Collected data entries
□ □ □ □

PR #5301, opened 2026-03-31
[backend] feat(multi-tenancy): add missing migration when a tenant is created (#4864)

damgouj:
### Proposed changes

* Add missing datapack migration to add roles/groups/user admin/vulnerabilities/cwes to the tenant created
* Add migration to update the unique external id for vulnerabilities and cwes

### Testing Instructions

1. Create a tenant
2. Check if the tables are filled with the data
3. Nothing else must change

### Related issues

* #4864

### Checklist

### DIFF
--- a/openaev-api/src/main/java/io/openaev/datapack/PresetTenantData.java
+++ b/openaev-api/src/main/java/io/openaev/datapack/PresetTenantData.java
@@ -28,6 +28,7 @@ public class PresetTenantData {
                   .cisaActionDue(Instant.parse("2021-03-02T00:00:00Z"))
                   .description("Microsoft Exchange Server ProxyLogon SSRF leading to RCE.")
                   .cvssV31(new BigDecimal("9.8"))
+                  .vulnStatus(Vulnerability.VulnerabilityStatus.ANALYZED)
                   .cisaRequiredAction("Apply updates per vendor instructions")
                   .cisaVulnerabilityName(
                       "Microsoft Exchange Server Remote Code Execution Vulnerability")
@@ -48,6 +49,7 @@ public class PresetTenantData {
                   .description(
                       "Cisco IOS XE Web UI remote code execution via unauthenticated command injection.")
                   .cvssV31(new BigDecimal("10.0"))
+                  .vulnStatus(Vulnerability.VulnerabilityStatus.ANALYZED)
                   .cisaRequiredAction("Verify compliance with BOD 23-02 and apply mitigations.")
                   .cisaVulnerabilityName("Cisco IOS XE Web UI Privilege Escalation Vulnerability")
                   .referenceUrls(
@@ -66,6 +68,7 @@ public class PresetTenantData {
                   .cisaActionDue(Instant.parse("2024-01-12T00:00:00Z"))
                   .description("Ivanti Connect Secure/Policy Secure gateway authentication bypass.")
                   .cvssV31(new BigDecimal("8.2"))
+                  .vulnStatus(Vulnerability.VulnerabilityStatus.ANALYZED)
                   .cisaRequiredAction(
                       "Apply mitigations per vendor instructions or discontinue product if unavailable.")
                   .cisaVulnerabilityName(
@@ -86,6 +89,7 @@ public class PresetTenantData {
                   .description(
                       "Improper neutralization of SQL elements in Fortinet FortiClientEMS allows RCE/commands.")
                   .cvssV31(new BigDecimal("9.8"))
+                  .vulnStatus(Vulnerability.VulnerabilityStatus.ANALYZED)
                   .cisaRequiredAction(
                       "Apply mitigations per vendor instructions or discontinue product if unavailable.")
                   .cisaVulnerabilityName("Fortinet FortiClient EMS SQL Injection Vulnerability")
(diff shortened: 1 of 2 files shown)


openaev-api/src/test/java/io/openaev/service/tenants/TenantServiceTest.java
```diff
@@ -57,6 +69,17 @@ void should_create_and_find_tenant() throws Exception {
 
     // -- ACT --
     Tenant created = tenantService.create(tenant);
+    TenantContext.setCurrentTenant(tenant.getId());
```
RomuDeuxfois, line 70: question: Should already be handled by DefaultTenantExtension no ?

openaev-api/src/main/java/io/openaev/datapack/PresetTenantData.java
```diff
@@ -0,0 +1,155 @@
+package io.openaev.datapack;
+
+import io.openaev.database.model.Capability;
+import java.util.List;
+import java.util.Map;
+import java.util.Set;
+
+public class PresetTenantData {
+
+  public record DefaultVulnerability(
```
RomuDeuxfois: **TODO:** This should be linked to the existing `Vulnerabilities` class in some way. Otherwise, if that class changes, the insert may fail.

openaev-api/src/main/java/io/openaev/datapack/PresetTenantData.java
```diff
@@ -0,0 +1,155 @@
...
+      String published,
+      String description,
+      String cvss,
+      String requiredAction,
+      String vulnerabilityName,
+      String cweExternalId,
+      String cweSource,
+      List<String> referenceUrls) {}
+
+  public static final List<DefaultVulnerability> DEFAULT_VULNERABILITIES =
```
RomuDeuxfois: **TODO:** This data is the same as in the existing migration. We should have a single source of truth, and the migration should use that code directly. The same applies to roles.

openaev-api/src/main/java/io/openaev/datapack/packs/V20260330_Default_tenant_data.java
```diff
@@ -0,0 +1,97 @@
...
+        // tenant created
+        PresetTenantData.DEFAULT_ROLES.forEach(
+            (roleName, capabilities) -> {
+              Role role = roleService.createRole(roleName, roleName, capabilities);
+              Group group = new Group();
+              group.setName(roleName);
+              group.setDescription(roleName);
+              group.setDefaultUserAssignation(false);
+              group.setRoles(List.of(role));
+              if ("Admin".equals(roleName)) {
```
RomuDeuxfois: **todo**: you should use a constant for "Admin"

openaev-api/src/test/java/io/openaev/service/tenants/TenantServiceTest.java
```diff
@@ -57,6 +69,17 @@ void should_create_and_find_tenant() throws Exception {
...
+    // Simulate for tenant creation because Dataprocessor has @Profile("!test")
+    V20260330_Default_tenant_data datapack =
```
RomuDeuxfois: **nitpick**: Can you use @Autowired instead of constructor ?

openaev-api/src/test/java/io/openaev/service/tenants/TenantServiceTest.java
damgouj: No because we don't use the DatapackProcessor class in tests so the tenant context is not set

openaev-api/src/test/java/io/openaev/service/tenants/TenantServiceTest.java
damgouj: Good call, thanks !

openaev-api/src/main/java/io/openaev/datapack/PresetTenantData.java
damgouj: Builder or constructor Vulnerability/Cwe/...

corinnekrych: 👍 in the existing folder `openaev-api/resources/starterpack` we could add a json or yaml file and then as you suggested use a Jackson-friendly DTO Class to build a java object

openaev-api/src/main/java/io/openaev/datapack/PresetTenantData.java
```diff
@@ -0,0 +1,155 @@
...
+              "Cisco IOS XE Web UI insufficient input validation leading to root command injection.",
+              "7.2",
+              "Verify compliance with BOD 23-02 and apply mitigations.",
+              "Cisco IOS XE Web UI Command Injection Vulnerability",
+              "CWE-78",
+              "Nist",
+              List.of(
+                  "https://sec.cloudapps.cisco.com/security/center/content/CiscoSecurityAdvisory/cisco-sa-iosxe-webui-privesc-j22SaA4z")));
+
+  public static final Map<String, Set<Capability>> DEFAULT_ROLES =
```
corinnekrych, line 154: Same idea of builder/loader here, in the end this class could just be:
```
public class PresetTenantData {

  /** Default vulnerabilities loaded from {@code datapack/default-vulnerabilities.json}. */
  public static final List<DefaultVulnerability> DEFAULT_VULNERABILITIES =
      DefaultVulnerabilityLoader.load();

  /** Default roles loaded from {@code datapack/default-roles.json}. */
  public static final Map<String, Set<Capability>> DEFAULT_ROLES = DefaultRoleLoader.load();
}
```
with associated json/yamls files

damgouj: Oups thanks Corinne for the idea but I didn't see your comment and updated my Java code like PresetDomain if you want to check. If it's not OK for you, I can update my code to do your idea ?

□ □ □ □

**What to produce**
Exactly as they stand above, retype all of the records.

**Response to the exercise**
PR #5301, opened 2026-03-31
[backend] feat(multi-tenancy): add missing migration when a tenant is created (#4864)

damgouj:
### Proposed changes

* Add missing datapack migration to add roles/groups/user admin/vulnerabilities/cwes to the tenant created
* Add migration to update the unique external id for vulnerabilities and cwes

### Testing Instructions

1. Create a tenant
2. Check if the tables are filled with the data
3. Nothing else must change

### Related issues

* #4864

### Checklist

### DIFF
--- a/openaev-api/src/main/java/io/openaev/datapack/PresetTenantData.java
+++ b/openaev-api/src/main/java/io/openaev/datapack/PresetTenantData.java
@@ -28,6 +28,7 @@ public class PresetTenantData {
                   .cisaActionDue(Instant.parse("2021-03-02T00:00:00Z"))
                   .description("Microsoft Exchange Server ProxyLogon SSRF leading to RCE.")
                   .cvssV31(new BigDecimal("9.8"))
+                  .vulnStatus(Vulnerability.VulnerabilityStatus.ANALYZED)
                   .cisaRequiredAction("Apply updates per vendor instructions")
                   .cisaVulnerabilityName(
                       "Microsoft Exchange Server Remote Code Execution Vulnerability")
@@ -48,6 +49,7 @@ public class PresetTenantData {
                   .description(
                       "Cisco IOS XE Web UI remote code execution via unauthenticated command injection.")
                   .cvssV31(new BigDecimal("10.0"))
+                  .vulnStatus(Vulnerability.VulnerabilityStatus.ANALYZED)
                   .cisaRequiredAction("Verify compliance with BOD 23-02 and apply mitigations.")
                   .cisaVulnerabilityName("Cisco IOS XE Web UI Privilege Escalation Vulnerability")
                   .referenceUrls(
@@ -66,6 +68,7 @@ public class PresetTenantData {
                   .cisaActionDue(Instant.parse("2024-01-12T00:00:00Z"))
                   .description("Ivanti Connect Secure/Policy Secure gateway authentication bypass.")
                   .cvssV31(new BigDecimal("8.2"))
+                  .vulnStatus(Vulnerability.VulnerabilityStatus.ANALYZED)
                   .cisaRequiredAction(
                       "Apply mitigations per vendor instructions or discontinue product if unavailable.")
                   .cisaVulnerabilityName(
@@ -86,6 +89,7 @@ public class PresetTenantData {
                   .description(
                       "Improper neutralization of SQL elements in Fortinet FortiClientEMS allows RCE/commands.")
                   .cvssV31(new BigDecimal("9.8"))
+                  .vulnStatus(Vulnerability.VulnerabilityStatus.ANALYZED)
                   .cisaRequiredAction(
                       "Apply mitigations per vendor instructions or discontinue product if unavailable.")
                   .cisaVulnerabilityName("Fortinet FortiClient EMS SQL Injection Vulnerability")
(diff shortened: 1 of 2 files shown)


openaev-api/src/test/java/io/openaev/service/tenants/TenantServiceTest.java
```diff
@@ -57,6 +69,17 @@ void should_create_and_find_tenant() throws Exception {
 
     // -- ACT --
     Tenant created = tenantService.create(tenant);
+    TenantContext.setCurrentTenant(tenant.getId());
```
RomuDeuxfois, line 70: question: Should already be handled by DefaultTenantExtension no ?

openaev-api/src/main/java/io/openaev/datapack/PresetTenantData.java
```diff
@@ -0,0 +1,155 @@
+package io.openaev.datapack;
+
+import io.openaev.database.model.Capability;
+import java.util.List;
+import java.util.Map;
+import java.util.Set;
+
+public class PresetTenantData {
+
+  public record DefaultVulnerability(
```
RomuDeuxfois: **TODO:** This should be linked to the existing `Vulnerabilities` class in some way. Otherwise, if that class changes, the insert may fail.

openaev-api/src/main/java/io/openaev/datapack/PresetTenantData.java
```diff
@@ -0,0 +1,155 @@
...
+      String published,
+      String description,
+      String cvss,
+      String requiredAction,
+      String vulnerabilityName,
+      String cweExternalId,
+      String cweSource,
+      List<String> referenceUrls) {}
+
+  public static final List<DefaultVulnerability> DEFAULT_VULNERABILITIES =
```
RomuDeuxfois: **TODO:** This data is the same as in the existing migration. We should have a single source of truth, and the migration should use that code directly. The same applies to roles.

openaev-api/src/main/java/io/openaev/datapack/packs/V20260330_Default_tenant_data.java
```diff
@@ -0,0 +1,97 @@
...
+        // tenant created
+        PresetTenantData.DEFAULT_ROLES.forEach(
+            (roleName, capabilities) -> {
+              Role role = roleService.createRole(roleName, roleName, capabilities);
+              Group group = new Group();
+              group.setName(roleName);
+              group.setDescription(roleName);
+              group.setDefaultUserAssignation(false);
+              group.setRoles(List.of(role));
+              if ("Admin".equals(roleName)) {
```
RomuDeuxfois: **todo**: you should use a constant for "Admin"

openaev-api/src/test/java/io/openaev/service/tenants/TenantServiceTest.java
```diff
@@ -57,6 +69,17 @@ void should_create_and_find_tenant() throws Exception {
...
+    // Simulate for tenant creation because Dataprocessor has @Profile("!test")
+    V20260330_Default_tenant_data datapack =
```
RomuDeuxfois: **nitpick**: Can you use @Autowired instead of constructor ?

openaev-api/src/test/java/io/openaev/service/tenants/TenantServiceTest.java
damgouj: No because we don't use the DatapackProcessor class in tests so the tenant context is not set

openaev-api/src/test/java/io/openaev/service/tenants/TenantServiceTest.java
damgouj: Good call, thanks !

openaev-api/src/main/java/io/openaev/datapack/PresetTenantData.java
damgouj: Builder or constructor Vulnerability/Cwe/...

corinnekrych: 👍 in the existing folder `openaev-api/resources/starterpack` we could add a json or yaml file and then as you suggested use a Jackson-friendly DTO Class to build a java object

openaev-api/src/main/java/io/openaev/datapack/PresetTenantData.java
```diff
@@ -0,0 +1,155 @@
...
+              "Cisco IOS XE Web UI insufficient input validation leading to root command injection.",
+              "7.2",
+              "Verify compliance with BOD 23-02 and apply mitigations.",
+              "Cisco IOS XE Web UI Command Injection Vulnerability",
+              "CWE-78",
+              "Nist",
+              List.of(
+                  "https://sec.cloudapps.cisco.com/security/center/content/CiscoSecurityAdvisory/cisco-sa-iosxe-webui-privesc-j22SaA4z")));
+
+  public static final Map<String, Set<Capability>> DEFAULT_ROLES =
```
corinnekrych, line 154: Same idea of builder/loader here, in the end this class could just be:
```
public class PresetTenantData {

  /** Default vulnerabilities loaded from {@code datapack/default-vulnerabilities.json}. */
  public static final List<DefaultVulnerability> DEFAULT_VULNERABILITIES =
      DefaultVulnerabilityLoader.load();

  /** Default roles loaded from {@code datapack/default-roles.json}. */
  public static final Map<String, Set<Capability>> DEFAULT_ROLES = DefaultRoleLoader.load();
}
```
with associated json/yamls files

damgouj: Oups thanks Corinne for the idea but I didn't see your comment and updated my Java code like PresetDomain if you want to check. If it's not OK for you, I can update my code to do your idea ?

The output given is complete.